# Manual to Electric Clutch Upgrade?



## DavidRLund (Mar 2, 2021)

Greetings!
First post here.
I have an older LTX1000 with a manual clutch.
Over the years, I've had to replace the broken clutch cable several times.
Has anyone installed an electric clutch in place of their manual clutch?
Are the engine shaft diameters standard, and will fit most Craftsman clutches?
Will there be mounting holes for a clutch retrofit?
I'll have to figure out the wiring for the dash-mounted switch.
Either wish me luck or shoot me down.
I could be convinced not to undertake the upgrade if the path has been beaten before.


----------



## Bob Driver (Nov 1, 2017)

It would help a great deal if you posted the engine manufacturer, size, model/type #. There were a lot of different engine options available for a LTX1000. In order to nail it down even farther, look for the actual Craftsman model tag on the unit. The actual Craftsman model # on the ID tag will probably start with "917". Engine shaft diameter, shaft length, and pulley diameter are critical in determining which electric clutch to select. All electric clutches require some sort of anti-torque bracket to keep the entire clutch from rotating when engaged. You'll also need to change out the existing engine pulley. It's a 1-piece unit with upper (drive) and lower (deck) pulleys. You'll only need the upper drive pulley because the electric clutch supplies the deck pulley. I take it you are aware that the cheapest electric clutches usually run over $100 and that does not include the switch or wiring harness? That upper drive pulley will probably run you $20....

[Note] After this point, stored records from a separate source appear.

PR #12561, opened 2026-05-08
test(autoware_tensorrt_plugins): add reference kernel tests

mojomex:
## Summary

Adds CUDA kernel vs. known-good CPU reference tests for `autoware_tensorrt_plugins`:

- verifies `argsort` output against a CPU stable-sort reference
- verifies `unique` values, inverse indices, and counts against a CPU reference

## Compatibility note

While validating the test, the `unique` counts check exposed an existing sentinel write bug, so this PR includes the minimal fix needed for the new test to pass: write the final range sentinel to `range_ptr + num_out`, not `range_ptr + num_out * sizeof(int64_t)` (`range_ptr` is an `int64_t*`).

See 

- https://github.com/autowarefoundation/autoware_universe/pull/12502

for a standalone version of that fix.

## Validation

```shell
colcon build --packages-up-to autoware_tensorrt_plugins && \
colcon test-result --delete-yes &&
colcon test --packages-select autoware_tensorrt_plugins --event-handlers console_cohesion+ && \
colcon test-result --verbose
```

Look out for:
```
[==========] Running 2 tests from 1 test suite.
1: [----------] Global test environment set-up.
1: [----------] 2 tests from ReferenceKernelsTest
1: [ RUN      ] ReferenceKernelsTest.ArgsortMatchesCpuReference
1: [       OK ] ReferenceKernelsTest.ArgsortMatchesCpuReference (277 ms)
1: [ RUN      ] ReferenceKernelsTest.UniqueMatchesCpuReference
1: [       OK ] ReferenceKernelsTest.UniqueMatchesCpuReference (1 ms)
1: [----------] 2 tests from ReferenceKernelsTest (278 ms total)
1: 
1: [----------] Global test environment tear-down
1: [==========] 2 tests from 1 test suite ran. (278 ms total)
1: [  PASSED  ] 2 tests.
```


perception/autoware_tensorrt_plugins/test/argsort_kernel_test.cpp
```diff
@@ -0,0 +1,82 @@
...
+  DeviceBuffer<std::int64_t> output_d(input.size());
+  DeviceBuffer<std::uint8_t> workspace_d(get_argsort_total_workspace_size(input.size()));
+
+  copy_to_device(input_d.get(), input);
+
+  ASSERT_EQ(
+    argsort(
+      input_d.get(), output_d.get(), workspace_d.get(), input.size(),
+      get_argsort_workspace_size(input.size()), stream.get()),
+    cudaSuccess);
```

This entire project could run $150-$200 in parts depending on the size/brand clutch you buy. Please don't take offense, but that's a lot of $$$$ to be putting into an almost 30 year old mower. Around here, it's a $300-$350 mower at best and that's with good tires.


----------



## FredM (Nov 18, 2015)

You will also have to buy a shorter deck belt, the electric clutch requires the belt to be in tension at all times.


----------